I appreciate your words, David, and agree with your stance. Thank you.
While I think there are important differences in the parties, such as the Democrats' increasing support for living wages, the corporate-military-fossil fuel-big pharma-media conglomerate-controlled Democrats are not our friends. The Obama Administration's policies have often been immoral and illegal.
Paula's right... local work and policy is very important and can make a difference. In Berkeley we just elected a progressive mayor and city council majority to replace the real estate and developer-controlled city government. We're anticipating greener and more humane policies as a result.

David Rovics said...

I'm excited to hear about that! Good for Berkeley. Now Portland, hopefully...

Joni LeViness said...


Right on David! I'm with you 111% No POCI (Pockee for Me!) i'm disgusted with capitalistic fear mongering Liberals.

Still wish to see a critical mass support, live and be the change that's needed as if all that bullshit wasn't even there.


Feeding it makes it stronger and neoliberalism vs neoconservatism brought us neofascism.

So rather than a slow boil, the heat's gonna get really cranked. So i for one want out of the friggin' pot and if i take the path less taken i might actually get off the stove rather than into the frying pan.

Nothing like coming extinction to put things in focus.


For every 100 failed #PeoplesCamps (GA Occupy inspired with codes of conducts, like Hazelnut Grove), there are maybe 10 who come through with the wisdom to know how to do it better next time.


Fact is people keep trying... and stop feeding the mechanisms of fear and control.

Maybe that's a naive view, but everything else looks like "more of the same" to me.

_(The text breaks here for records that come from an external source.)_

PR #2517, opened 2022-11-05
avoids logging unparsed buffers in error message

hughy:
## Summary

nodes sending now-unsupported message types produce parsing errors. the parsing error message includes a stringified buffer:

```
error parsing messageK9j�KG4x,ç7�k������n����b�çi��� . . .
```

removes the event data from the error message to avoid logging the unparsed buffer.

## Breaking Change

```
[ ] Yes
```

### DIFF
--- a/ironfish/src/network/peers/connections/webSocketConnection.ts
+++ b/ironfish/src/network/peers/connections/webSocketConnection.ts
@@ -99,8 +99,8 @@ export class WebSocketConnection extends Connection {
         // TODO: any socket that sends invalid messages should probably
         // be punished with some kind of "downgrade" event. This should
         // probably happen at a higher layer of abstraction
-        const message = 'error parsing message'
-        this.logger.warn(`${message} ${event.data.toString()}`)
+        const message = 'Error parsing message'
+        this.logger.warn(message)
         this.close(new NetworkError(message))
         return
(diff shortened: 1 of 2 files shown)


ironfish/src/network/peers/connections/webSocketConnection.ts
```diff
@@ -99,8 +99,8 @@ export class WebSocketConnection extends Connection {
         // TODO: any socket that sends invalid messages should probably
         // be punished with some kind of "downgrade" event. This should
         // probably happen at a higher layer of abstraction
-        const message = 'error parsing message'
-        this.logger.warn(`${message} ${event.data.toString()}`)
+        const message = 'Error parsing message'
```
dguenther, line 102: Is this an issue on the WebRTCConnection as well?

hughy: I think we're ok on the WebRTCConnection because the incoming message will be `string | Uint8Array`, but we could make this change there too for consistency?

dguenther: Yep, I think it'd be worth making the same change for consistency at least 👍

dguenther (approved):

PR #2933, opened 2023-01-17
Display asset deltas when calling wallet:transaction

EvanJRichard:
## Summary
Builds off of #2907 to dump all asset deltas when inspecting a single transaction.
Looking for input as to whether this is correct & whether this is the desired UX. 

## Testing
Screen Shot 2023-01-17 at 4 04 16 PM
 Plan

## Breaking Change

```
[ ] Yes
[X] No
```


hughy (commented):
The changes look good!

I think rebasing onto staging and removing the `yarn.lock` changes will fix the build issues

hughy (approved):

PR #2934, opened 2023-01-17
adds timestamp to wallet:transaction

hughy:
## Summary

adds the stored transaction timestamp to the RPC response and CLI output of the wallet:transaction command

timestamp is the time that the transaction was first seen by the wallet

## Testing Plan

image

## Breaking Change

```
[ ] Yes
```

### DIFF
--- a/ironfish-cli/src/commands/wallet/transaction.ts
+++ b/ironfish-cli/src/commands/wallet/transaction.ts
@@ -45,6 +45,7 @@ export class TransactionCommand extends IronfishCommand {
     this.log(`Transaction: ${hash}`)
     this.log(`Account: ${response.content.account}`)
     this.log(`Status: ${response.content.transaction.status}`)
+    this.log(`Timestamp: ${new Date(response.content.transaction.timestamp).toLocaleString()}`)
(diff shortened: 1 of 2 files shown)


ironfish-cli/src/commands/wallet/transaction.ts
```diff
@@ -45,6 +45,7 @@ export class TransactionCommand extends IronfishCommand {
     this.log(`Transaction: ${hash}`)
     this.log(`Account: ${response.content.account}`)
     this.log(`Status: ${response.content.transaction.status}`)
+    this.log(`Timestamp: ${new Date(response.content.transaction.timestamp).toLocaleString()}`)
```
mat-if, line 48: How hard would it be to add a timezone? It's been a minute since I played with JS dates, but that could be nice to clarify "is this UTC or my timezone?"

hughy: Good point! I'll see what I can do about adding the timezone

NullSoldier: I like mat's suggestion, but let's do a sweep in another PR for this.

```
$ new Date().toLocaleString('en-us',{timeZoneName:'short'})
'1/17/2023, 1:12:47 PM EST'
```

PR #2945, opened 2023-01-17
Change NotEnoughFundsError to use CurrencyUtils.renderIron

EvanJRichard:
## Summary
`NotEnoughFundsError` just dumps the raw ore amounts and assetID. Use `CurrencyUtils.renderIron` instead.

## Testing Plan
`yarn test` locally detected no errors.

## Breaking Change

```
[ ] Yes
[X] No
```

### DIFF
--- a/ironfish/src/wallet/errors.ts
+++ b/ironfish/src/wallet/errors.ts
@@ -2,13 +2,13 @@
  * License, v. 2.0. If a copy of the MPL was not distributed with this
  * file, You can obtain one at https://mozilla.org/MPL/2.0/. */
 
+import { CurrencyUtils } from "../utils"
+
 export class NotEnoughFundsError extends Error {
   name = this.constructor.name
 
   constructor(assetId: Buffer, amount: bigint, amountNeeded: bigint) {
     super()
-    this.message = `Insufficient funds: Needed ${amountNeeded.toString()} but have ${amount.toString()} for asset '${assetId.toString(
-      'hex',
-    )}'`
+    this.message = `Insufficient funds: Needed ${CurrencyUtils.renderIron(amountNeeded.toString())} but have '${CurrencyUtils.renderIron(amount, true, assetId.toString('hex',))}'`
   }
 }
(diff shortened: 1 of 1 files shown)


ironfish/src/wallet/errors.ts
```diff
@@ -2,13 +2,13 @@
...
+
 export class NotEnoughFundsError extends Error {
   name = this.constructor.name
 
   constructor(assetId: Buffer, amount: bigint, amountNeeded: bigint) {
     super()
-    this.message = `Insufficient funds: Needed ${amountNeeded.toString()} but have ${amount.toString()} for asset '${assetId.toString(
-      'hex',
-    )}'`
+    this.message = `Insufficient funds: Needed ${CurrencyUtils.renderIron(amountNeeded.toString())} but have '${CurrencyUtils.renderIron(amount, true, assetId.toString('hex',))}'`
```
NullSoldier, line 12: There is a sneaky extra comma in this toString()

NullSoldier: Also we don't need to do amountNeeded.toString() here since `renderIron` takes either ore as bigint or encoded ore as a string.

EvanJRichard: `assetId.toString('hex',)` becomes `assetId.toString('hex')

ironfish/src/wallet/errors.ts
```diff
@@ -2,13 +2,15 @@
...
 export class NotEnoughFundsError extends Error {
   name = this.constructor.name
 
   constructor(assetId: Buffer, amount: bigint, amountNeeded: bigint) {
     super()
-    this.message = `Insufficient funds: Needed ${amountNeeded.toString()} but have ${amount.toString()} for asset '${assetId.toString(
-      'hex',
-    )}'`
+    this.message = `Insufficient funds: Needed ${CurrencyUtils.renderIron(
+      amountNeeded.toString(),
```
NullSoldier, line 13: `CurrencyUtils.renderIron()` takes either an encoded currency value, or just a bigint currency value so we don't need to call toString() on this.

Also, should we display the ticker here too, or no?

EvanJRichard: removed `toString()`

EvanJRichard: I'm torn, `needed 1 but had 0 IRON` (or whatever other ticker) seems odd but `needed 1 IRON but had 0 IRON` seems redundant

wait I'll change it to `needed 1 IRON but had 0`

NullSoldier (approved):

PR #2950, opened 2023-01-18
Mint burn

lwisne:
## Breaking Change

```
[ ] Yes
```


ironfish-cli/src/commands/wallet/burn.ts
```diff
@@ -74,7 +74,7 @@ export class Burn extends IronfishCommand {
     if (flags.amount) {
       amount = CurrencyUtils.decodeIron(flags.amount)
     } else {
-      const input = await CliUx.ux.prompt('Enter the amount to burn in IRON', {
+      const input = await CliUx.ux.prompt('Enter the amount to burn in the custom asset', {
```
NullSoldier, line 77:
```suggestion
      const input = await CliUx.ux.prompt('Enter the amount to burn in the asset', {
```

NullSoldier (approved):

PR #2952, opened 2023-01-18
Create Transaction API

ygao76:
## Summary
create transaction API
support create raw transaction with fee or fee rate

## Testing Plan
unit test
## Breaking Change

```
[ ] Yes
```
@NullSoldier @hughy @danield9tqh


ironfish/src/wallet/wallet.ts
```diff
@@ -711,7 +719,25 @@ export class Wallet {
...
       raw.burns = burns
-      raw.fee = fee
+
+      if (fee) {
+        raw.fee = fee
+      }
+
+      if (feeRate) {
+        let size = 0
+        size += 8 // spends length
```
ygao76, line 729: this hardcode value will be updated to constant once I merge my other PR

ironfish/src/rpc/routes/wallet/createTransaction.ts
```diff
@@ -0,0 +1,233 @@
...
+    const burns: BurnDescription[] = []
+    if (transaction.burns) {
+      transaction.burns.map((burn) => {
+        let assetId = Asset.nativeId()
+        if (burn.assetId) {
+          assetId = Buffer.from(burn.assetId, 'hex')
+        }
+        burns.push({
+          assetId: assetId,
+          value: CurrencyUtils.decode(burn.value),
```
hughy, line 151: Do we need to account for the burn values in `totalByAssetIdentifier`?

ironfish/src/rpc/routes/wallet/createTransaction.ts
```diff
@@ -0,0 +1,233 @@
...
+
+      const sum = totalByAssetIdentifier.get(assetId) ?? BigInt(0)
+      totalByAssetIdentifier.set(assetId, sum + amount)
+    }
+
+    // Check that the node account is updated
+    for (const [assetId, sum] of totalByAssetIdentifier) {
+      const balance = await node.wallet.getBalance(account, assetId)
+
+      if (balance.confirmed < sum) {
```
hughy, line 179: I'm wondering if we should do this check in the RPC or in the wallet code: the wallet needs to redo the work of iterating over the receives and burns in order to determine the amount needed.

That change might be a task for a separate PR.

ironfish/src/rpc/routes/wallet/createTransaction.ts
```diff
@@ -0,0 +1,233 @@
...
+    if (transaction.fee) {
+      const fee = CurrencyUtils.decode(transaction.fee)
+      if (fee < 1n) {
+        throw new ValidationError(`Invalid transaction fee, ${transaction.fee}`)
+      }
+
+      totalByAssetIdentifier.set(Asset.nativeId(), fee)
+    }
+
+    for (const { assetId, amount } of receives) {
```
hughy, line 166: We iterate over the receives both here and on line 118. We could consolidate the two loops

ironfish/src/wallet/wallet.ts
```diff
@@ -682,15 +685,20 @@ export class Wallet {
...
     expirationDelta: number,
     expiration?: number | null,
+    feeRate?: bigint,
   ): Promise<RawTransaction> {
     const heaviestHead = this.chain.head
     if (heaviestHead === null) {
       throw new Error('You must have a genesis block to create a transaction')
     }
 
+    if (fee == null && feeRate == null) {
```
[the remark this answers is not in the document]
ygao76: ` == null` will check for both `undefined` or `null`

ironfish/src/rpc/routes/wallet/createTransaction.ts
ygao76: @rohanjadvani @mat-if Do you know the answer to this?

ironfish/src/wallet/wallet.ts
```diff
@@ -711,7 +719,25 @@ export class Wallet {
...
+        size += 8 // notes length
+        size += 8 // fee
+        size += 4 // expiration
+        size += 64 // signature
+
+        size += raw.spends.length * SPEND_SERIALIZED_SIZE_IN_BYTE
+
+        size += raw.receives.length * NOTE_ENCRYPTED_SERIALIZED_SIZE_IN_BYTE
+
+        raw.fee = getFee(feeRate, size)
```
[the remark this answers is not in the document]
ygao76: @rohanjadvani @mat-if what is the size in byte of each mint and burn here?

ironfish/src/rpc/routes/wallet/createTransaction.test.slow.ts
```diff
@@ -0,0 +1,227 @@
...
+import { useMinerBlockFixture } from '../../../testUtilities'
+import { createRouteTest } from '../../../testUtilities/routeTest'
+import { Account } from '../../../wallet'
+import { ERROR_CODES } from '../../adapters/errors'
+
+const REQUEST_PARAMS = {
+  fromAccountName: 'existingAccount',
+  receives: [
+    {
+      publicAddress: '0d804ea639b2547d1cd612682bf99f7cad7aad6d59fd5457f61272defcd4bf5b',
```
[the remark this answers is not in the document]
ygao76: I dont think so. This is the recipient address, its not in the fixtures. I tried to regenerate fixtures locally and it succeeded.

ironfish/src/wallet/wallet.ts
```diff
@@ -682,15 +685,20 @@ export class Wallet {
     }[],
     mints: MintDescription[],
     burns: BurnDescription[],
-    fee: bigint,
+    fee: bigint | null,
     expirationDelta: number,
     expiration?: number | null,
+    feeRate?: bigint,
```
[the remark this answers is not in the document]
ygao76: Use options in the function interface

ironfish/src/wallet/wallet.ts
```diff
@@ -711,7 +719,25 @@ export class Wallet {
...
+
+      if (feeRate) {
+        let size = 0
+        size += 8 // spends length
+        size += 8 // notes length
+        size += 8 // fee
+        size += 4 // expiration
+        size += 64 // signature
+
+        size += raw.spends.length * SPEND_SERIALIZED_SIZE_IN_BYTE
```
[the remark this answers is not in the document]
ygao76: `fund` takes fee and populate spends. In the case of fee rate,  I estimate fee without the size of spends and use it as input for the fund.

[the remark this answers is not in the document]
hughy: There is sort of a chicken/egg problem with fee and spends, but the spends will usually make up around half the size and possibly more than half the size of the transaction. If we don't include them at all then the size could be way off.

ironfish/src/rpc/routes/wallet/createTransaction.ts
ygao76: Currently we do the chekc in both PRC. and wallet code. It's redundant but I think we want to catch insufficient fund error early. If there are other people think we should remove the check I can make a separate PR.

hughy (approved):
RPC endpoint looks good!

We'll address including spends in the fee estimate and funding the fee in a separate PR

ironfish/src/rpc/routes/wallet/createTransaction.ts
```diff
@@ -0,0 +1,225 @@
...
+import { BurnDescription } from '../../../primitives/burnDescription'
+import { MintDescription } from '../../../primitives/mintDescription'
+import { RawTransactionSerde } from '../../../primitives/rawTransaction'
+import { CurrencyUtils } from '../../../utils'
+import { NotEnoughFundsError } from '../../../wallet/errors'
+import { ERROR_CODES, ValidationError } from '../../adapters/errors'
+import { ApiNamespace, router } from '../router'
+
+export type CreateTransactionRequest = {
+  fromAccountName: string
```
NullSoldier, line 16: This has 2 different names, `sender` in the `wallet.createTransaction()`, `fromAccountName` here, and `account` in other RPCs. Can we choose one?

ironfish/src/rpc/routes/wallet/createTransaction.ts
```diff
@@ -0,0 +1,225 @@
...
+  receives: {
+    publicAddress: string
+    amount: string
+    memo: string
+    assetId?: string
+  }[]
+  mints?: {
+    privateKey: string
```
NullSoldier, line 24: Let's not send private keys over RPC like this. Only use the keys already in the wallet.

ironfish/src/rpc/routes/wallet/createTransaction.ts
```diff
@@ -0,0 +1,225 @@
...
+    name: string
+    metadata: string
+    value: string
```
NullSoldier, line 27: How do you use this to mint supply for an existing asset? This has to take asset id too.

ironfish/src/rpc/routes/wallet/createTransaction.ts
```diff
@@ -0,0 +1,225 @@
...
+  .object({
+    transaction: yup.string().defined(),
+  })
+  .defined()
+
+router.register<typeof CreateTransactionRequestSchema, CreateTransactionResponse>(
+  `${ApiNamespace.wallet}/createTransaction`,
+  CreateTransactionRequestSchema,
+  async (request, node): Promise<void> => {
+    const transaction = request.data
```
NullSoldier, line 97: this isnt a transaction, lets delete this variable and just use request.data, or just call this data.

ironfish/src/rpc/routes/wallet/createTransaction.ts
```diff
@@ -0,0 +1,225 @@
...
+      if (receive.assetId) {
+        assetId = Buffer.from(receive.assetId, 'hex')
+      }
+
+      const amount = CurrencyUtils.decode(receive.amount)
+      if (amount < 0) {
+        throw new ValidationError(`Invalid transaction amount ${amount}.`)
+      }
+
+      const sum = totalByAssetIdentifier.get(assetId) ?? BigInt(0)
```
NullSoldier, line 139: nit:
```suggestion
      const sum = totalByAssetIdentifier.get(assetId) ?? 0n
```

ironfish/src/rpc/routes/wallet/createTransaction.ts
```diff
@@ -0,0 +1,225 @@
...
+    }
+
+    const receives = transaction.receives.map((receive) => {
+      let assetId = Asset.nativeId()
+      if (receive.assetId) {
+        assetId = Buffer.from(receive.assetId, 'hex')
+      }
+
+      const amount = CurrencyUtils.decode(receive.amount)
+      if (amount < 0) {
```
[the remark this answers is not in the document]
ygao76: I think we should expose this error to user since it might be a typo from user.

ironfish/src/rpc/routes/wallet/createTransaction.ts
ygao76: added asset id as input

ironfish/src/rpc/routes/wallet/createTransaction.ts
```diff
@@ -0,0 +1,250 @@
...
+
+          asset = new Asset(
+            account.spendingKey,
+            record.name.toString('utf8'),
+            record.metadata.toString('utf8'),
+          )
+          // Verify the stored asset produces the same identfier before building a transaction
+          if (!asset.id().equals(Buffer.from(mint.assetId, 'hex'))) {
+            throw new ValidationError(`Unauthorized to mint for asset '${mint.assetId}'`)
+          }
```
NullSoldier, line 170: We don't do this for mint, I don't think this is necessary if Rohan didn't do it. The TX won't validate.

https://github.com/iron-fish/ironfish/blob/master/ironfish/src/rpc/routes/wallet/mintAsset.ts#L74-L81

ironfish/src/rpc/routes/wallet/createTransaction.ts
```diff
@@ -0,0 +1,250 @@
...
+        )
+      }
+    }
+
+    let rawTransaction
+
+    try {
+      if (data.fee) {
+        rawTransaction = await node.wallet.createTransaction(account, receives, mints, burns, {
+          fee: BigInt(data.fee),
```
NullSoldier, line 217: CurrencyUtils.decode(data.fee)

ironfish/src/rpc/routes/wallet/createTransaction.ts
```diff
@@ -0,0 +1,250 @@
...
+          expirationDelta:
+            data.expirationDelta ?? node.config.get('transactionExpirationDelta'),
+          expiration: data.expiration,
+        })
+      } else {
+        const feeRate = BigInt(
```
NullSoldier, line 223: CurrencyUtils.decode(data.feeRate), fee rates are currency utils with a unit of `ore / 1 KB`

ironfish/src/rpc/routes/wallet/createTransaction.ts
ygao76: @rohanjadvani did this in wallet.mint(), I think we should either move that logic to wallet.creationTransaction() or I will have to keep it here.

rohanjadvani: Yeah, this existed in `wallet.mint`. It's a sanity check before it hits the circuits, so I think it's useful to have. I think we should include it in the wallet instead of RPC.

ygao76: I will move it to wallet.createTransaction from wallet.mint()

PR #2953, opened 2023-01-18
feat(ironfish): Save assets to wallet db

rohanjadvani:
## Summary

Update assets store in wallet db for incoming transactions if corresponding to stored accounts

## Testing Plan

Unit tests

## Breaking Change

```
[ ] Yes
```


ironfish/src/wallet/account.ts
```diff
@@ -213,6 +216,156 @@ export class Account {
...
+      const supply = existingSupply - value
+      Assert.isTrue(supply >= BigInt(0))
+
+      // If we are reverting the transaction which matches the created at
+      // hash of the asset, delete the record from the store
+      if (
+        transaction.hash().equals(existingAsset.createdTransactionHash) &&
+        supply === BigInt(0)
+      ) {
+        await this.walletDb.deleteAsset(this, assetId, tx)
```
hughy, line 350: You might be planning to address this with assets in pending transactions -- the transaction may be pending after it's disconnected so we may not want to delete the asset.

ironfish/src/wallet/account.ts
```diff
@@ -213,6 +216,156 @@ export class Account {
...
+
+  private async saveConnectedBurnsToAssetsStore(
+    transaction: Transaction,
+    tx: IDatabaseTransaction,
+  ): Promise<void> {
+    for (const { assetId, value } of transaction.burns) {
+      const existingAsset = await this.walletDb.getAsset(this, assetId, tx)
+      if (!existingAsset) {
+        continue
+      }
```
hughy, line 263: This shouldn't happen, but what should happen if the wallet processes a burn transaction for an asset it owns, but the asset is missing from the db?

hughy (approved):
A couple of non-blocking comments.

LGTM! ✅

ironfish/src/wallet/account.ts
rohanjadvani: That seems like an invalid db state, so I'd expect an assertion to fail in that case. Similar to how we look up transactions via a note and throw assertion errors. We should do the same here. 

This block skips in a loop because this method will be called for all accounts in a wallet. I wouldn't want a crash if Account A is burning an asset it owns but Account B sees the burn

ironfish/src/wallet/account.ts
rohanjadvani: Yeah, that's a good point. I'll refactor this so the asset gets deleted when the associated created transaction is. Otherwise, we can just adjust the supply.

I'll also add a blockHash / sequence since that may be useful to infer pending status.

hughy (approved):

Peace Brother and keep singing and speaking. We need your voice and insights more than ever!

joni

Ian McFeron said...

An interesting perspective- one that I am sure is shared by many of us that "feel the Bern". I agree that the Democrats are not as progressive as their campaign slogans would lead us to believe they are, and I have been disappointed by both the Clinton and Obama administration's corporate kowtowing, war-mongering, and destructive environmental policies. That's why I put my hope in the Sanders campaign, as faint as that glimmer of hope may have been it felt good to vote for a politician who seemed to really believe in his campaign platform. But I would disagree with the assertion that Democrats and Republicans are the same, simply because they cross over into spaces of "shared immorality". There are many stark differences in the way that Democrats and Republicans structure their moral beliefs, their political platforms, and their cabinets, and though these differences aren't as numerous as I wish they were, they are important nonetheless. It is an act of cynicism, in my view, to throw ones hands in the air and say they are both the same simply because they are imperfect and even destructive in many of the same ways. Within the current system- dominated by corporate greed, gerrymandering, Citizens United, and the unbalanced allocation of Electors among other problems- the change we can affect is largely small and incremental. But those changes are real nonetheless, and they are largely born out of those few but very important differences that exist between the political parties. I agree with you that greater changes can be affected through local movements aimed at state and city governments. But we can't forget about our responsibility to hold the federal government to account. There is real power there, and a strike of the pen can affect hundreds of thousands if not millions or even billions of human lives.